# I placed my GSP!!



## GwenInNM (Feb 2, 2011)

I feel good about this placement. Had to wait, and weed out very "scary", horrible fish people. I found a guy with a great reef tank that is 180 gallons! Griff will be so happy. The guy has always wanted a Green Spotted Puffer, and understands the risk to a reef. He has been so far great with all my corals, but I really do want a more true marine tank. He said if it doesn't work out his brother has a 40 gallon FOWLER tank with a few fish. 

I'm happy, and I hope Griff will be also!

Gwen


----------



## ZivaD (Jan 26, 2013)

So glad you were able to find the right placement - good on ya' for taking the time and being so selective. So many times you see people who will dump their fish (or other pets) on the first Tom, Dick or Harry that says they want them without taking the time to consider whether it's best for the animal.


----------



## Romad (Jun 28, 2009)

That's good news  I'm glad you were able to rehome him without having to worry about the care he'll be getting.


----------



## GwenInNM (Feb 2, 2011)

Romad said:


> That's good news  I'm glad you were able to rehome him without having to worry about the care he'll be getting.

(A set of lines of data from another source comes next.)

PR #1466, opened 2020-12-22
Change the title of the instructors block to be suitable for course and membership cases

### LINKED ISSUE #1464: Some js texts are missing from translation
### Reproduction Steps

+ Open "Course builder" of any course
+ Edit any lesson
+ Hover over the tool tip of "Free lesson" for example
+ The text of the tool tip is not translatable ( because it's not exist in translation template(pot) to be translated )

see this screenshot:
Screenshot from 2020-12-21 10-57-00

### Technical description

After some investigation i figured that those texts are not added to the POT file because they are not added to the "get_strings" function in this line:
https://github.com/gocodebox/lifterlms/blob/trunk/includes/class.llms.l10n.js.php#L38

and this file actually compiled automatically via the gulp as described in the head

```
<?php
/**
 * Localize JS strings
 * This file should not be edited directly
 * It is compiled automatically via the gulp task `pot-js`
 * See the lifterlms-lib-tasks package for more information
 *
 * @package  LifterLMS/Classes/Localization
 * @since    3.17.8
 * @version  4.7.0
 */
```
And i think the gulp script not adding them because those texts used in double quote in this line:
https://github.com/gocodebox/lifterlms/blob/trunk/assets/js/builder/Schemas/Lesson.js#L39

and the gulp script expect them to be in single quote in this line:
https://github.com/gocodebox/lifterlms-lib-tasks/blob/master/tasks/pot-js.js#L28

So if you searched about `LLMS.l10n.translate( "` you will find all those texts i mean

### Expected Behavior

+ It should be added to the POT file to be translated

### Actual Behavior

+ it's not exist in the POT file

### Error Messages / Logs

```

```

<details>

```


```

</details>

This issue has be recreated:
+ [ ] Locally
+ [ ] On a staging site
+ [ ] On a production website

+ Browser name and version

alaa-alshamy:
## Description

This pull request is to complete the work of following pull request in the lifterlms-block repo: https://github.com/gocodebox/lifterlms-blocks/pull/75

and it's just to make the title of the instructors block suitable for all cases (course, membership)

## How has this been tested?

Manually

## Checklist:

### DIFF
--- a/templates/course/author.php
+++ b/templates/course/author.php
@@ -3,7 +3,8 @@
  * LifterLMS Course Author Info
  *
  * @since   3.0.0
- * @version 3.25.0
+ * @since [version] Use post type's name in the title to cover membership case.
+ * @version [version]
  */
 
 defined( 'ABSPATH' ) || exit;
@@ -20,7 +21,7 @@ $count = count( $instructors );
 ?>
 
 <section class="llms-instructor-info">
-	<h3 class="llms-meta-title"><?php echo _n( 'Instructor', 'Instructors', count( $instructors ), 'lifterlms' ); ?></h3>
+	<h3 class="llms-meta-title"><?php printf( _n( '%s Instructor', '%s Instructors', count( $instructors ), 'lifterlms' ), $course->get_post_type_label() ); ?></h3>
 	<div class="llms-instructors llms-cols">
 		<?php foreach ( $instructors as $instructor ) : ?>
 			<div class="llms-col-<?php echo $count <= 4 ? $count : 4; ?>">
--- a/templates/course/author.php
+++ b/templates/course/author.php
@@ -20,7 +20,7 @@ $count = count( $instructors );
 ?>
 
 <section class="llms-instructor-info">
-	<h3 class="llms-meta-title"><?php echo _n( 'Course Instructor', 'Course Instructors', count( $instructors ), 'lifterlms' ); ?></h3>
+	<h3 class="llms-meta-title"><?php echo _n( 'Instructor', 'Instructors', count( $instructors ), 'lifterlms' ); ?></h3>
 	<div class="llms-instructors llms-cols">
 		<?php foreach ( $instructors as $instructor ) : ?>
 			<div class="llms-col-<?php echo $count <= 4 ? $count : 4; ?>">


thomasplevy (changes requested):
@alaa-alshamy 

Thanks for your work here, however, I'm hesitant to make this language change to be more generic. Any change we make like this (where language on the frontend of the website changes) has the potential to create unhappiness among existing users who don't wish to have their language changed.

When there's an easy way to *undo* the change it's less of a problem but from experience a change like this will frustrate a (relatively) small number of users.

In order to preserve the experience for these users it would be better to pull in the post type's name information from the `LLMS_Post_Model` class and use that in favor of removing the post name all together.

Here's the method that can be used to easily pull in the post type's label: https://developer.lifterlms.com/reference/classes/llms_post_model/get_post_type_label/

Thanks!

alaa-alshamy:
@thomasplevy I did the requested change and updated the docblock

but i have a question, should we move the template to outside the course folder after it used from membership also ?

thomasplevy:
@alaa-alshamy good question... this is why nothing is ever as simple as it seems.

We *should* have a semantic name for the shared template file but as soon as we change the name we also need to deprecate a file, probably deprecate at least one function, and then modify several more.

I think the *best* approach is to have a shared template which is loaded through the existing course/author.php and a new membership/instructors.php files. Similar to how the course/membership archive files both include the main loop.php file.

This will allow individual overrides of each template to allow developers to customize the two templates independently (easily).

However, there's quite a few changes that should be made in order to make this happen and the dynamic block loader will have to change to accommodate.

I don't have the internal capacity to work on this right now I welcome the help from your side. Otherwise we'll have to hang out for a bit until we can make all the necessary changes.

I am also kind of okay with letting this slide and making these changes later and having memberships call the course file despite this being semantically incorrect as far as where the file is stored and what it's called. 

@eri-trabiccolo do you want to weigh in on this?

alaa-alshamy:
@thomasplevy I got your point, and if it's ok to postponing this changes that's will be great

eri-trabiccolo:
@thomasplevy 
I can work on this yeah.

thomasplevy:
Closing in favor of #1475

Oh, I still worry :roll: I just hope he doesn't decide a GSP isn't for him (like I kind of felt) and just gets rid of him to the first person who wants one. I liked hearing that he would give it to his brother who had a FOWLER tank if things didn't work. I'm waiting now for a picture of the GSP in his new home. He said he'd send one. If he doesn't I'll really be worried. :lol:

Gwen


----------